The executable compiled with cuda 7.5 that ships out with the DualSPHysics 4.0 package runs fine on my Ubuntu 16.04 machine with cuda 8.0. Running the code when it's compiled from source with cuda 8.0 is another story. After adjusting the makefile (change line 25 to DIRTOOLKIT=/usr/local/cuda-8.0), I can get the source code to compile without errors, but when I run the code, it is unable to access the cuda runtime libraries. I suspect it's not an issue of the path being set incorrectly because other programs are able to access these libraries with the path set as-is (the path is set as per NVIDIA's recommendations).

Before putting more energy into this, I thought I'd ask the community if anyone's had luck with running DualSPHysics 4.0 compiled from source with cuda 8.0, or if there are fundamental incompatibilities that I'm unaware of.

mashy · December 2016

I managed to compile and run using CUDA 8.0 on Windows with no issues.
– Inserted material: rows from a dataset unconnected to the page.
PR #883, opened 2025-01-09
Yanger Modularization

wkz:
## Description

Split up the `yanger.py` monolith into multiple Python submodules.

## Checklist

- [ ] Bugfix
  - [ ] Regression tests
- [ ] Feature
  - [ ] Regression tests added?
  - [ ] Documentation added?
- [ ] Test changes
- [ ] Build related changes


troglobit (approved):
This looks really good, it was high time to take care of the "`yanger` situation".

With the addition of more of the standard models (for linting) we can later also expand upon the ideas for `confd` to exclusively handle the installation and setup of sysrepo modules that is currently spread out over various packages.

Only one final note, I'm a bit apprehensive using the `ix` prefix too much.  For `ixll` it really fits since it's Infix device instances it operates on.  But the `ixyang` name feels a bit forced, it lives in the Infix `utils/` directory, so it's obviously an Infix command, so the `ix` prefix feels a bit redundant.  How about `op` or `run`, or just plain `yang`?

wkz:
> This looks really good, it was high time to take care of the "`yanger` situation".

Thanks! :heart:

> With the addition of more of the standard models (for linting) we can later also expand upon the ideas for `confd` to exclusively handle the installation and setup of sysrepo modules that is currently spread out over various packages.

:100: That would be awesome!

> Only one final note, I'm a bit apprehensive using the `ix` prefix too much. For `ixll` it really fits since it's Infix device instances it operates on. But the `ixyang` name feels a bit forced, it lives in the Infix `utils/` directory, so it's obviously an Infix command, so the `ix` prefix feels a bit redundant. How about `op` or `run`, or just plain `yang`?

Interesting, I made the exact opposite observation earlier today :rofl: 

I was thinking that we should maybe have a _more_ generic name for `ixll` (maybe `lldo` or something), since it is _not_ in any way limited to Infix peers.

`ixyang` on the other hand tries to help out with various tasks related to how _Infix_ manages _YANG_ models, so the name felt apt to me :man_shrugging: 

Could you expand a bit on what it is about the `ix`-prefix that rubs you the wrong way? I do not have a super strong opinion about this, but `op` and `run` is _very_ nondescript, no?

troglobit:
> > I'm a bit apprehensive using the `ix` prefix too much. For `ixll` it really fits since it's Infix device instances it operates on. But the `ixyang` name feels a bit forced, it lives in the Infix `utils/` directory, so it's obviously an Infix command, so the `ix` prefix feels a bit redundant. How about `op` or `run`, or just plain `yang`?

> Interesting, I made the exact opposite observation earlier today 🤣

Heh! :laughing: 

> I was thinking that we should maybe have a _more_ generic name for `ixll` (maybe `lldo` or something), since it is _not_ in any way limited to Infix peers.

That's a good point — `ixll` really is more generic than I first thought, and `lldo` feels like a better fit!

> `ixyang` on the other hand tries to help out with various tasks related to how _Infix_ manages _YANG_ models, so the name felt apt to me 🤷‍♂️
> 
> Could you expand a bit on what it is about the `ix`-prefix that rubs you the wrong way? I do not have a super strong opinion about this, but `op` and `run` is _very_ nondescript, no?

Well, a shorter name is quicker to type, and I’d like to avoid over-branding our tools — it can feel a bit forced or artificial.  The linting feature isn’t strictly Infix-specific, which makes the ix- prefix feel less natural to me.  I also see potential for this tool to grow, like adding a `grep` feature to find and show matching nodes.  I think the shorter `yang` is sufficient and leaves room for that kind of broader use.

PR #1078, opened 2023-11-07
feat!: collapse all clients into one

Gozala:
Collapses all clients into a single w3up-client

For backwards compatibility access-client and upload-client simply re-export their former modules which they import from the w3up-client.

I think we can release these versions on npm and then deprecate them and remove from the repo.


packages/filecoin-client/package.json
```diff
@@ -24,26 +24,25 @@
...
+      "types": "./dist/src/dealer.d.ts",
+      "import": "./src/dealer.js"
+    },
+    "./storefront": {
+      "types": "./dist/src/storefront.d.ts",
+      "import": "./src/storefront.js"
+    },
+    "./types": {
+      "types": "./dist/src/types.d.ts",
+      "import": "./src/types.js"
```
Gozala, line 45: @vasco-santos is this change ok ? Not sure why we painted to `dist` but that caused TS to fail because it was resolving to files that were not there yet.

PR #1079, opened 2023-11-07
feat: add usage/report capability

alanshaw:
Adds a capability allowing agents to request a usage report for a given period.

The report includes the size of the space at the start of the period and at the end of the period, and additionally the events that caused the space to change size. This should allow us to display current storage usage for a space as well as graph space size change over time.

### DIFF
--- a/packages/capabilities/src/types.ts
+++ b/packages/capabilities/src/types.ts
@@ -113,7 +113,7 @@ export type UsageReportSuccess = Record<ProviderDID, UsageData>
 export type UsageReportFailure = Ucanto.Failure
 
 export interface UsageData {
-  /** Space the report concerns. */
+  /** Provider the report concerns, e.g. `did:web:web3.storage` */
   provider: ProviderDID
   /** Space the report concerns. */
   space: SpaceDID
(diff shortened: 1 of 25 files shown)


packages/capabilities/src/types.ts
```diff
@@ -104,6 +105,43 @@ export interface DelegationNotFound extends Ucanto.Failure {
...
 
+// Usage
+
+export type Usage = InferInvokedCapability<typeof UsageCaps.usage>
+export type UsageReport = InferInvokedCapability<typeof UsageCaps.report>
+export type UsageReportSuccess = Record<ProviderDID, UsageData>
+export type UsageReportFailure = Ucanto.Failure
+
+export interface UsageData {
+  /** Space the report concerns. */
```
gobengo, line 116:
```suggestion
  /** Provider the report concerns. */
```

gobengo (approved):

packages/capabilities/src/usage.js
```diff
@@ -0,0 +1,42 @@
+import { capability, ok, Schema } from '@ucanto/validator'
+import { and, equal, equalWith, SpaceDID } from './utils.js'
+
+/**
+ * Capability can only be delegated (but not invoked) allowing audience to
+ * derived any `usage/` prefixed capability for the (memory) space identified
+ * by DID in the `with` field.
```
vasco-santos, line 7:
```suggestion
 * Capability can only be delegated (but not invoked) allowing audience to
 * be derived any `usage/` prefixed capability for the (memory) space identified
 * by DID in the `with` field.
```

vasco-santos (approved):
LGTM!

PR #1087, opened 2023-11-07
feat: optionally require plans for provisioning

travis:
We need this to ship billing, to stop users without a payment provider plan from provisioning new spaces.

I've added a flag to the `ProviderServiceContext` that lets us disable this requirement - this is extremely useful in testing and will be helpful as we roll this feature out - ie, w3infra can disable this requirement until we are ready to launch.

### DIFF
--- a/packages/upload-api/src/provider-add.js
+++ b/packages/upload-api/src/provider-add.js
@@ -17,7 +17,7 @@ export const provide = (ctx) =>
  */
 export const add = async (
   { capability, invocation },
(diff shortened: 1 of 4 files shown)


alanshaw (approved):
Personally, I'd name this var something more like `allowMissingPaymentPlan`.

travis:
ah I like it - I'd like `false` and `undefined` here to be equivalent so I'm going to go with `requirePaymentPlan`

PR #1091, opened 2023-11-08
feat: filecoin info

vasco-santos:
Goal of the PR is to make filecoin deals information available for end users via client (and later on CLI + console). For this:
- adds `filecoin/info` capability to `capabilities`, `filecoin-api` and `filecoin-client`
  - user can give the `piece` that was computed while uploading the file, or that was published via content claims
- exposes via `w3up-client` some filecoin sugar `*.filecoin.offer` and `*.filecoin.info` 

Note that `filecoin.info` only returns effective deals. Alternatively, user could ask directly dealTracker, even though user would need to know the aggregate where their piece was included. So, better make storefront facilitate user life with this shortcut

Would be great to actually give more information of the on going state, but I am failing to find a nice way of giving this info here. However, probably should be a separate capability (e.g. `track`, so that we avoid reading from so many stores and follow the chain, unless user specifically looks for it)

Note: I will add this to spec later on

### DIFF
--- a/packages/capabilities/src/filecoin/index.js
+++ b/packages/capabilities/src/filecoin/index.js
@@ -16,4 +16,5 @@ export {
   filecoinOffer as offer,
   filecoinSubmit as submit,
   filecoinAccept as accept,
+  filecoinInfo as info,
 } from './storefront.js'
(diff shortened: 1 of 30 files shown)


alanshaw (changes requested):
A lot of this is changes from linter...please do as separate PR next time 🙏

alanshaw (approved):
LGTM

PR #1124, opened 2023-11-14
feat: createSpace sets it as current

olizilla:
createSpace should set the new space as the current space by default.

`skipSetCurrent` is provided to allow the caller to opt-out.

License: MIT

### DIFF
--- a/packages/w3up-client/src/client.js
+++ b/packages/w3up-client/src/client.js
@@ -179,9 +179,16 @@ export class Client extends Base {
    * Create a new space with a given name.
    *
    * @param {string} name
+   * @param {object} [options]
+   * @param {boolean} [options.skipSetCurrent]
    */
-  async createSpace(name) {
-    return await this._agent.createSpace(name)
+  async createSpace(name, options = {}) {
+    const space = await this._agent.createSpace(name)
+    if (options.skipSetCurrent) {
+      return space
+    }
+    await this.setCurrentSpace(space.did())
+    return space
   }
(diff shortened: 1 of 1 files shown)


alanshaw (approved):

packages/w3up-client/src/client.js
```diff
@@ -179,9 +179,16 @@ export class Client extends Base {
    * Create a new space with a given name.
    *
    * @param {string} name
+   * @param {object} [options]
+   * @param {boolean} [options.skipSetCurrent]
    */
-  async createSpace(name) {
-    return await this._agent.createSpace(name)
+  async createSpace(name, options = {}) {
+    const space = await this._agent.createSpace(name)
```
Gozala, line 186: Created space is no longer been automatically saved or made current, that is because unless you provision it with the account (that you have setup a billing for) it will not be usable.

For this reason API had been changed to something along the following lines

```js
const account = await client.login(email)
const space = await client.createSpace()
await account.provision(space)
await space.save() // if you want to save it
```

This also means in certain cases you can create spaces and even do some uploads without having to persist it across sessions.

Maybe new API has flaws and we probably should discuss how to improve it, but setting the space as default on creation does not seem like a good idea IMO given the rational above.

P.S.: Saving the space will make it current if you don't have one set already

Gozala (changes requested):
I wrote a comment explaining rational behind new interface and why I think making it default like this would be problematic.

PR #1126, opened 2023-11-14
chore: add minimal w3up upload example

olizilla:
trying to find a nice minimal example that folks can run and re-run to try thing out.

pulled from https://github.com/web3-storage/www/pull/22

License: MIT


vasco-santos (approved):
thanks for putting this together 🎉 just needs file to be included into tsconfig and should have CI happy

PR #1140, opened 2023-11-15
ci: .github/workflows/release.yml `docs` job runs when any package is released via release-please

gobengo:
Motivation:
* I think we want to run the docs release more frequently, especially if `w3up-client` is released


gobengo:
discovered while testing https://github.com/web3-storage/w3up/issues/1139 but this alone doesn't fully fix that

PR #1159, opened 2023-11-17
ci: w3up-client workflow runs when access-client changes

gobengo:
I think this makes sense because when code in access-client changes, that's going to affect `w3up-client` since `w3up-client` has a workspace-semver dep on access-client.

e.g. I think I would reasonably expect this commit to result in a release-please PR for w3up-client but it didn't. https://github.com/web3-storage/w3up/pull/1157


gobengo:
actually nvm I think it's fine

PR #1161, opened 2023-11-20
fix: package metadata

olizilla:
the most critical here is the w3up-client metadata points to the old archived repo, which is confusing.

the rest of the changes are for consistency.

License: MIT


alanshaw (approved):
Might want to `fix:` in the squashed commit message for release please to pick it up.

PR #1170, opened 2023-11-20
docs: split readme js example in two

olizilla:
split out uploading from creating a space, and update some api calls.

License: MIT


alanshaw (approved):
LGTM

Haven't tried with my Linux machines yet (that have CUDA 6.5 and 7.0). I wouldn't imagine there should be any fundamental issues though!
Make sure the include path for CUDA is directed to CUDA 8 if you have multiple versions installed. I plan on updating my Linux workstations over Christmas so could possibly offer more detailed help in the new year if you still have no luck by then.

NWRichmond · December 2016

Thanks for the reply, Mashy! I figured out a fix that should apply to most 64-bit Debian-based systems:

It appears that even though the LD_LIBRARY_PATH is set as per NVIDIA's instructions (this can be verified if the command "$ echo $LD_LIBRARY_PATH" returns "usr/local/cuda-8.0/lib64"), the CUDA 8.0 libraries that are pointed to during compilation may not be accessible during runtime. To fix this, add "usr/local/cuda-8.0/lib64" to /etc/ld.so.conf followed by issuance of the command: "$ sudo ldconfig". After that, the libraries pointed to by the DualSPHysics4_linux64 executable (compiled from source) were accessible at runtime.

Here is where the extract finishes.